Delegacja senatorów odwiedziła paryskie muzeum i stwierdziła, że jego bezpieczeństwo "nie jest zgodne" z nowoczesnymi standardami.
Francuscy senatorowie skrytykowali we wtorek bezpieczeństwo Luwru i wezwali do poprawy środków po zuchwałej kradzieży biżuterii w paryskim zabytku na początku tego miesiąca.
Złodzieje ukradli klejnoty o wartości 88 milionów euro z najczęściej odwiedzanego muzeum na świecie w dniu 19 października.

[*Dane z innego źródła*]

PR #1954, opened 2024-11-05
Remove '[object object]' from bottom of empty attachments table

trslater:


fbarreta (approved):
Although I can't see this changes on github, I believe this is a simple template update.

PR #1956, opened 2024-11-06
Add Tags to NOIs Once Submitted Instead of Subtypes

Abradat:
- Add tags to NOIs once submitted to ALC based on structure types and area-wide filling question
- Deprecated populateNoiSubtype function


fbarreta (approved):
LGTM

PR #1959, opened 2024-11-06
ALCS-1874 Refresh tags params correctly

fbarreta:
The search params were not being refresh correctly on subsequent searches.
Used array mapping to update.

Also found an unrelated bug that was firing some console errors, and fixed it.
image


Abradat (approved):
LGTM

PR #1960, opened 2024-11-06
1156 QA fixes 2

trslater:
- **Undo previous fix adding warning to accessory structures**
- **Fix type mobile switching not updating conditional fields properly**
- **Fix various field state issues**
- **Make structure type counts more reliable**
- **Fix issue with mobile structure type not reflecting on desktop**


fbarreta (approved):
LGTM

PR #1962, opened 2024-11-06
QA Fix: Fix NOI Tags Not Being Saved Correctly Upon Submission

Abradat:
The map function would execute addTag function in an asynchronously that caused tags to be saved incorrectly.


trslater (approved):
LGTM 🚀

PR #1963, opened 2024-11-06
ALCS-2350 Remove borders when there is a residential warning

fbarreta:
Remove <td> borders when there is a residential warning.


Abradat (approved):
LGTM

PR #1973, opened 2024-11-13
Fix NOI structure questions disappearing

trslater:
- **Set structure type form control value when updating type**
- **Patch form after structure questions visibility has been set**
- **Explicitly set return type of `addControl`**


Abradat (approved):
LGTM

PR #1975, opened 2024-11-13
Fix S&F app public search visibility issues

trslater:
- **Show 'what steps...' question on 'No' instead of 'Yes'**
- **Move "what alternative..." question inside structures check**


Abradat (approved):
LGTM!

Rabunek zajął im zaledwie osiem minut.
Według francuskich władz, intruzi użyli podnośnika koszowego, aby wspiąć się na fasadę Luwru, sforsowali okno, otworzyli wyrwę w gablotach i uciekli.
W skład łupu wchodził szafirowy diadem, naszyjnik i kolczyki z zestawu związanego z XIX-wiecznymi królowymi Marie-Amélie i Hortense.

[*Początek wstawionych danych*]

Issue #1699, opened 2017-08-09
datalad save ideally shouldn't explore entire hierarchy and rely on "git status" output may be?


yarikoptic:
save -r seems to traverse full hierarchy, which is slower than just to query git status first for what paths might be needed saving.

initially encountered when had only one dataset known to be modified but datalad was oldish so decided to test current master and 
```shell
$> datalad save -m "Added initial subdataset with sherlock for MIND-2017" -r
save(notneeded): /mnt/btrfs/datasets/datalad/crawl/workshops/nipype-2017/ds000114 (dataset)
save(notneeded): /mnt/btrfs/datasets/datalad/crawl/workshops/nipype-2017 (dataset)
save(notneeded): /mnt/btrfs/datasets/datalad/crawl/workshops/nih-2017/ds000114/derivatives/freesurfer (dataset)
save(notneeded): /mnt/btrfs/datasets/datalad/crawl/workshops/nih-2017/ds000114/derivatives/fmriprep (dataset)
save(notneeded): /mnt/btrfs/datasets/datalad/crawl/workshops/nih-2017/ds000114 (dataset)
save(notneeded): /mnt/btrfs/datasets/datalad/crawl/workshops/nih-2017 (dataset)
save(notneeded): /mnt/btrfs/datasets/datalad/crawl/workshops/mind-2017/sherlock (dataset)
save(notneeded): /mnt/btrfs/datasets/datalad/crawl/workshops/mind-2017 (dataset)
save(notneeded): /mnt/btrfs/datasets/datalad/crawl/workshops (dataset)
action summary:
  save (notneeded: 9)
(dev)2 14833.....................................:Wed 09 Aug 2017 04:38:01 PM EDT:.
(git)smaug:/mnt/btrfs/datasets/datalad/crawl/workshops[master]git
$> git status
On branch master
nothing to commit, working directory clean
(dev)2 14834.....................................:Wed 09 Aug 2017 04:38:32 PM EDT:.
(git)smaug:/mnt/btrfs/datasets/datalad/crawl/workshops[master]git
$> datalad --version
datalad 0.8.0.dev1
```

Kradzież wielowiekowych klejnotów o znaczącej wartości kulturowej i pieniężnej przyciągnęła uwagę całego świata ze względu na swoją zuchwałość i szczegóły przypominające fabułę filmową.
Przemawiając do dziennikarzy we wtorek po wizycie w Luwrze wraz z innymi senatorami, Laurent Lafon, szef komisji kultury we francuskim Senacie, powiedział, że "należy wprowadzić wiele ulepszeń" w zakresie bezpieczeństwa muzeum.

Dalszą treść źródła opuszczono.